(Saved data entries)
= = = = = = =
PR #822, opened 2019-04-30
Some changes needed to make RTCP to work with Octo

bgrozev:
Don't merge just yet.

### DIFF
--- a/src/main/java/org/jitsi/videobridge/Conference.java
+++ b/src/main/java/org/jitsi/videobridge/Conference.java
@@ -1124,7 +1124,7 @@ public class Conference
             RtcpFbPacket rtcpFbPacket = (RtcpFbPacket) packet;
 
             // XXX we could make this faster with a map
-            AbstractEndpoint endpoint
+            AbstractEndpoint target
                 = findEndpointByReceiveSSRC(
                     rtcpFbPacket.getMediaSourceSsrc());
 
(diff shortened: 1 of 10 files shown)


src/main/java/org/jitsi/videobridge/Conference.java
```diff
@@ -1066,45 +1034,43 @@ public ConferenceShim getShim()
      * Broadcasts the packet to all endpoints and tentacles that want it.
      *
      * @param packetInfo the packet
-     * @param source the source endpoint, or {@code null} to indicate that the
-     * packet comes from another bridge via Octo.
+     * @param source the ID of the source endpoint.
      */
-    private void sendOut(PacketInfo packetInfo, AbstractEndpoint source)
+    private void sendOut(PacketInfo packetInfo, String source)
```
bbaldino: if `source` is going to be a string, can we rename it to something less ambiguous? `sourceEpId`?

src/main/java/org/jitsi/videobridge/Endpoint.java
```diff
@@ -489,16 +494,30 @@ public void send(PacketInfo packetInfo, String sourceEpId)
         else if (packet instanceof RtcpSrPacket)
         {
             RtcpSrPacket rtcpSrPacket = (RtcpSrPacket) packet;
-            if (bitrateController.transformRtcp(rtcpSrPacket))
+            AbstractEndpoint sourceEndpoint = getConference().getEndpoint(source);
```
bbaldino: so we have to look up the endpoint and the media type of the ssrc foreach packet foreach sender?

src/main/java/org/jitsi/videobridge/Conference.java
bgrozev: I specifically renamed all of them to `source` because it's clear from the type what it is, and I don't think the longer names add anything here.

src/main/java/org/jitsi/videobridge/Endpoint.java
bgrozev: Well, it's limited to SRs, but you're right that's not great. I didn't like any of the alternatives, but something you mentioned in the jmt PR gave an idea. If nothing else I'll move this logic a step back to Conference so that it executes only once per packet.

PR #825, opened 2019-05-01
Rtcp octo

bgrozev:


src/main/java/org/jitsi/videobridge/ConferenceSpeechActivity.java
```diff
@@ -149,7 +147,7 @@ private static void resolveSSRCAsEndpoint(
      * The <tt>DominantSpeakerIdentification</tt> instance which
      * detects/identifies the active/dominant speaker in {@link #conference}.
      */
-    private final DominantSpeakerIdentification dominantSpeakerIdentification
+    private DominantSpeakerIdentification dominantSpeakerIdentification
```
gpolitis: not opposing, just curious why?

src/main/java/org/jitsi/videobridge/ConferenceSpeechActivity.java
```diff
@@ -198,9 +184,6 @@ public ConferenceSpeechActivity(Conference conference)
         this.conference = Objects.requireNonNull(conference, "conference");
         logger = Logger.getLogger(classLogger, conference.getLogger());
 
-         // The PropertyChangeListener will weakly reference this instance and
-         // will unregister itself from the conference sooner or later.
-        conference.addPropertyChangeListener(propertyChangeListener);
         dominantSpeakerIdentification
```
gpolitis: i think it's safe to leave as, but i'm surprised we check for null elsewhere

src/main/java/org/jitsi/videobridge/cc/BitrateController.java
= = = = = = =
_Exercise details_. Scan the records for the word "think". Copy each line where it turns up.

_Solved exercise_.
bgrozev: I specifically renamed all of them to `source` because it's clear from the type what it is, and I don't think the longer names add anything here.
gpolitis: i think it's safe to leave as, but i'm surprised we check for null elsewhere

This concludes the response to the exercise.